Ces derniers temps, je ne voyais plus très clair au fond de mes casseroles, ça commençait à tourner, à virer trop amer. Il était grand temps de lâcher prise, et de se barrer loin.

On croit toujours l’herbe plus verte dans le pré du voisin, on va y brouter trois brins pour en revenir serein en général. Rassuré de voir qu’on était pas si mal lotti, on se gargarise avec la chance qu’on a.
En général.

Et puis un jour tu pars en Thaïlande. Sans a priori et sans attentes, sans parcours gastronomique millimétré, sans hôtel prépayé. Tu aurais, tout au fond de toi secrètement mal dissimulé, bien aimé un peu mal y manger. Pour pouvoir t’excuser auprès de Paris, lui dire que ce n’est pas si mal, qu’il y a pire ailleurs. Pour retrouver un vague espoir dans la Grande et Fameuse Restauration Parisienne, celle qui te file la nausée depuis que tu y fourres un peu (trop) ton nez. Tu aurais aimé pouvoir revenir la tête haute, savourer ces frites surgelées et leur mesclun défunt pour la modique somme de 17,50 euros, puisque finalement il existait plus moche encore.

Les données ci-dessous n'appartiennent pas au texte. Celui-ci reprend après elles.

PR #3378, opened 2026-03-25
geoprobe: create sockets on-demand instead of holding them open per target

ben-dz:
## Summary of Changes
- Replace persistent per-target sender pairs with on-demand socket creation: sockets are created at probe time and closed immediately after, eliminating the long-lived ephemeral-port consumption that could exhaust the source-port range
- `Pinger` now tracks only target addresses; `probeTarget()` creates and closes a sender pair each measurement cycle via the extracted `createSenderPair()` helper
- Tighten `retryOnBindError` now that socket creation is on the probe hot path: drop the wasted backoff after the final attempt and lower the base delay 50ms→20ms, cutting worst-case bind-retry latency from ~350ms to ~60ms per socket (this helper is shared with the publisher's `AddProbe`, which benefits too)
- Warn when sender-pair creation nears the worst-case retry budget (~100ms, just under the ~120ms/pair ceiling), surfacing sustained bind contention without flagging every retry
- Consolidate duplicated probe logic from `probeWorker`/`MeasureOne` into `probeTarget()`, and inject sender creation through a `senderFactory` for testing

## Diff Breakdown
| Category   | Files | Lines (+/-) | Net |
|------------|-------|-------------|-----|
| Core logic |     2 | +133 / -160 | -27 |
| Tests      |     2 | +103 / -63  | +40 |
| **Total**  |     4 | +236 / -223 | +13 |

Net reduction in core logic — removing persistent socket management outweighs the new on-demand lifecycle and instrumentation.

<details>

- [`controlplane/telemetry/internal/geoprobe/pinger.go`](https://github.com/malbeclabs/doublezero/pull/3378/files#diff-1b07aba6b82794f8591f10188a953966d4db60895d6480153bd5b4625750b8da) — on-demand socket lifecycle: `targets` map replaces `senders`; new `createSenderPair()`/`probeTarget()`; `senderFactory` injection; slow-creation WARN
- [`controlplane/telemetry/internal/geoprobe/pinger_test.go`](https://github.com/malbeclabs/doublezero/pull/3378/files#diff-9d4e81fe02e35b543010c3d773233311b087a01b71548840ec777864b35f5054) — switch tests to `senderFactory` injection (`mockFactory`); assertions moved from `senders` to `targets`
- [`controlplane/telemetry/internal/geoprobe/retry_test.go`](https://github.com/malbeclabs/doublezero/pull/3378/files#diff-023db9299a9c916153e34b7faa418a784cac133dd2360bdc02c91c0f1a0542ca) — add `TestRetryOnBindError_NoBackoffAfterFinalAttempt` pinning the no-trailing-sleep behavior
- [`controlplane/telemetry/internal/geoprobe/retry.go`](https://github.com/malbeclabs/doublezero/pull/3378/files#diff-c08e40de7d6876c3672d879649c5965dda661d2e9a357040901d1243d11a2ae5) — skip backoff after the final attempt; clarify doc comment

</details>

## Testing Verification
- Existing dual-probe scenarios preserved (min RTT, one-fails-uses-other, both-fail, `MeasureOne`, concurrent add/remove)
- Added `TestRetryOnBindError_NoBackoffAfterFinalAttempt`; the prior tests only asserted call count, so the wasted final-attempt sleep went uncaught
- Full `geoprobe` package passes under `-race`, including the 1000- and 2000-probe large-scale tests that create real sockets and exercise the bind-retry path under contention

### DIFF
--- a/controlplane/telemetry/internal/geoprobe/pinger.go
+++ b/controlplane/telemetry/internal/geoprobe/pinger.go
@@ -20,6 +20,8 @@ const (
 	senderRetryMin      = 50 * time.Millisecond
 )
 
+type senderFactory func(ctx context.Context, log *slog.Logger, iface string, local, remote *net.UDPAddr) (twamplight.Sender, error)
+
 type PingerConfig struct {
 	Logger              *slog.Logger
 	ProbeTimeout        time.Duration
@@ -31,21 +33,21 @@ type PingerConfig struct {
 type Pinger struct {
 	log       *slog.Logger
 	cfg       *PingerConfig
-	senders   map[string]*senderEntry
-	sendersMu sync.Mutex
+	targets   map[string]ProbeAddress
+	targetsMu sync.Mutex
+	newSender senderFactory
 }
 
-type senderEntry struct {
-	addr         ProbeAddress
-	sender       twamplight.Sender
-	warmupSender twamplight.Sender
+func defaultSenderFactory(ctx context.Context, log *slog.Logger, iface string, local, remote *net.UDPAddr) (twamplight.Sender, error) {
+	return newSenderWithRetry(ctx, log, iface, local, remote)
 }
 
 func NewPinger(cfg *PingerConfig) *Pinger {
 	return &Pinger{
-		log:     cfg.Logger,
-		cfg:     cfg,
-		senders: make(map[string]*senderEntry),
+		log:       cfg.Logger,
+		cfg:       cfg,
+		targets:   make(map[string]ProbeAddress),
+		newSender: defaultSenderFactory,
 	}
 }
 
@@ -55,13 +57,12 @@ func newSenderWithRetry(ctx context.Context, log *slog.Logger, iface string, loc
 	})
 }
 
-func (p *Pinger) AddProbe(ctx context.Context, addr ProbeAddress) error {
-	p.sendersMu.Lock()
-	defer p.sendersMu.Unlock()
+func (p *Pinger) AddProbe(_ context.Context, addr ProbeAddress) error {
+	p.targetsMu.Lock()
+	defer p.targetsMu.Unlock()
 
 	key := addr.String()
-
-	if _, exists := p.senders[key]; exists {
+	if _, exists := p.targets[key]; exists {
 		p.log.Debug("Probe already exists", "probe", key)
 		return nil
 	}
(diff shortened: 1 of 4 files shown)


controlplane/telemetry/internal/geoprobe/pinger.go
```diff
@@ -70,120 +71,110 @@ func (p *Pinger) AddProbe(ctx context.Context, addr ProbeAddress) error {
...
+	if err != nil {
+		p.log.Warn("Failed to create senders", "probe", addr.String(), "error", err)
+		return 0, false
+	}
+	defer sender.Close()
+	defer warmup.Close()
 
-	key := addr.String()
+	probeCtx, cancel := context.WithTimeout(ctx, p.cfg.ProbeTimeout)
+	defer cancel()
```
nikw9944, line 141: The dual-probe rationale comment from the old probeWorker was dropped during extraction ("Send a warmup probe first to wake the reflector's thread... Both run on separate sockets... We take the min RTT"). probeTarget() is now the sole home of this non-obvious logic — note especially that the var named `warmup` probes immediately while `sender` is the delayed measurement. Re-add the comment here to preserve the 'why'.

controlplane/telemetry/internal/geoprobe/pinger.go
```diff
@@ -31,21 +33,21 @@ type PingerConfig struct {
...
+	targets   map[string]ProbeAddress
+	targetsMu sync.Mutex
+	newSender senderFactory
 }
 
-type senderEntry struct {
-	addr         ProbeAddress
-	sender       twamplight.Sender
-	warmupSender twamplight.Sender
+func defaultSenderFactory(ctx context.Context, log *slog.Logger, iface string, local, remote *net.UDPAddr) (twamplight.Sender, error) {
```
nikw9944: `defaultSenderFactory` has the identical signature to `newSenderWithRetry` and only forwards its args. NewPinger could assign `newSender: newSenderWithRetry` directly and drop this wrapper.

controlplane/telemetry/internal/geoprobe/pinger_test.go
```diff
@@ -28,6 +29,17 @@ func (m *mockSender) LocalAddr() *net.UDPAddr {
 	return &net.UDPAddr{IP: net.IPv4zero, Port: 0}
 }
 
+func mockFactory(sender, warmup *mockSender) senderFactory {
```
nikw9944, line 38: mockFactory distinguishes measurement vs. warmup by an unsynchronized `call++` and an odd/even rule. Fine today because every test using it registers a single target (createSenderPair runs serially, exactly two calls, sender-then-warmup). But a future multi-target test would race on `call` under -race and mis-pair senders if the call order changes. Add a comment noting the single-target assumption, or guard `call` with a mutex.

controlplane/telemetry/internal/geoprobe/pinger.go
```diff
@@ -70,120 +71,110 @@ func (p *Pinger) AddProbe(ctx context.Context, addr ProbeAddress) error {
...
+	delete(p.targets, key)
+	p.log.Info("Removed probe", "probe", key)
+	return nil
+}
+
+func (p *Pinger) createSenderPair(ctx context.Context, addr ProbeAddress) (sender, warmup twamplight.Sender, err error) {
+	resolvedAddr := &net.UDPAddr{IP: net.ParseIP(addr.Host), Port: int(addr.TWAMPPort)}
+	iface := p.cfg.ManagementNamespace
+
+	sender, err = p.newSender(ctx, p.log, iface, &net.UDPAddr{IP: net.IPv4zero, Port: 0}, resolvedAddr)
```
nikw9944, line 109: Socket creation moved from AddProbe (once per target, off hot path) to probeTarget (twice per target every cycle), and the two newSender calls in createSenderPair run sequentially. With retryOnBindError backing off up to ~350ms under bind contention, this adds per-probe latency. Acceptable trade-off for the port-exhaustion goal; if cycle latency becomes a concern, the two sockets could be created concurrently.

nikw9944 (commented):
Clean, faithful refactor: the Pinger no longer holds two long-lived UDP sockets per target and instead creates/closes a sender pair per measurement in the consolidated `probeTarget()`. Verified on-branch: `go test -race` passes with no data races, and `go vet`/`go build` are clean. Since these are UDP sockets, Close() frees the ephemeral port immediately, so the design goal (bound concurrent port usage to ~2×numWorkers) holds. No critical or high issues — findings are non-blocking suggestions around a dropped explanatory comment, a redundant factory wrapper, test-mock fragility, an untested error path, and the latency cost of moving socket creation onto the hot path.

- Low: the new socket-creation failure paths in createSenderPair (first-sender error; warmup error → first sender closed) and probeTarget (Warn + return 0,false) are untested — the injected test factory never returns an error. The previous design surfaced creation failures synchronously via AddProbe's return value (which was covered); that signal moved to probe time and lost its test. A mockFactory variant returning an error would cover it cheaply.

controlplane/telemetry/internal/geoprobe/pinger.go
ben-dz: Restored in `probeTarget`, with the naming caveat you flagged spelled out:

```go
// Send a warmup probe first to wake the reflector's thread, then send the
// measurement probe after a short delay. Both run on separate sockets so
// neither blocks the other; we take the min RTT. Note the naming: warmup
// fires immediately, while sender is the delayed measurement probe.
```

controlplane/telemetry/internal/geoprobe/pinger.go
ben-dz: Done — removed `defaultSenderFactory`; `NewPinger` now assigns `newSender: newSenderWithRetry` directly. Identical signatures, so the wrapper was pure forwarding.

controlplane/telemetry/internal/geoprobe/pinger_test.go
ben-dz: Went with the comment rather than a mutex. A mutex would make `call++` race-free, but it wouldn't fix the hazard you're pointing at: under concurrent `createSenderPair` calls the interleaving is still nondeterministic, so sender/warmup would mis-pair regardless — it'd just silence `-race` while leaving the logic broken. The comment documents the single-target constraint and keeps `-race` as a tripwire for whoever adds the first multi-target test.

controlplane/telemetry/internal/geoprobe/pinger.go
ben-dz: Kept the two sockets sequential — agreed the trade-off is acceptable. But tracing the latency into `retryOnBindError` turned up two fixes worth making now that this runs every cycle instead of once per target in `AddProbe`:

1. It backed off *after* the final attempt before giving up, so the worst case was `50+100+200ms` but the trailing 200ms was dead time with no retry behind it (and the "Bind failed, retrying" log on the last attempt was misleading). It now only sleeps *between* attempts.
2. Lowered the base backoff `50ms→20ms` — the transient `EINVAL` it guards clears quickly.

Worst-case per-socket backoff drops `~350ms→~60ms` (pair: `~700ms→~120ms`). Added `TestRetryOnBindError_NoBackoffAfterFinalAttempt` to lock in the no-trailing-sleep behavior — the existing test only asserted the call count, which is why this slipped through.

Also added a WARN in `createSenderPair` when pair creation crosses ~100ms, i.e. just below the worst-case retry budget (~120ms/pair), so we can see whether we're hitting bad bind contention often rather than flagging every retry. Note the `retryOnBindError` change is shared with `publisher.go`'s `AddProbe`, which is strictly better off too.

nikw9944 (approved):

Je suis bien navrée, mais c’est toujours auprès des autres, naïfs affamés, ceux que Paris entube à tour de caddie chez Métro, qu’il va falloir s’excuser. Et j’attends encore qu’on m’explique la suprématie française en matière de bonne bouffe.

Au bout du monde, ce sont rappelées à toi tout un tas de choses merveilleuses dont tu avais quasiment oublié l’existence. L’hospitalité, le sourire, la bienveillance, l’intégrité, la gentillesse, la simplicité, l’humilité. Le plus difficile à accepter étant non pas que ces notions existent bel et bien, mais à quel point tu (nous) les as zappées de ta vie de prétentieux insatisfait. Parisien. Français?

Et j’en connais un qui a failli chialer tellement un simple plat de nouilles sautées peut être bon.

Je n’ai pas étudié l’histoire de la Thaîlande, et mes connaissances en politique étrangère/traditions bangkokaises/ sont très limitées. Je t’avoue que j’ai pris ces 2 billets pour le bout du monde juste pour m’échapper du mien. Pour aller voir ailleurs si j’y suis, en quelque sorte.
Alors si je te dis que les thailandais sont bienveillants et honnêtes, c’est un jugement de vacancière à court terme qui parle, mais prends-le pour ce que ça vaut. Autrement dit, au moins pour le plaisir de croire que l’herbe est parfois simplement plus verte.
Et si tu trouves que j’exagère ou que j’idéalise, tu as sans doute raison, mais va y jeter un coup d’oeil-et de dent- à l’occasion.

Durant ces 15 jours qui en ont paru 5, et comptant 3 à 5 repas par jour en moyenne, pas une fois, pas une seule, nous n’avons eu quelque chose à redire sur ces instants de bonheur simple.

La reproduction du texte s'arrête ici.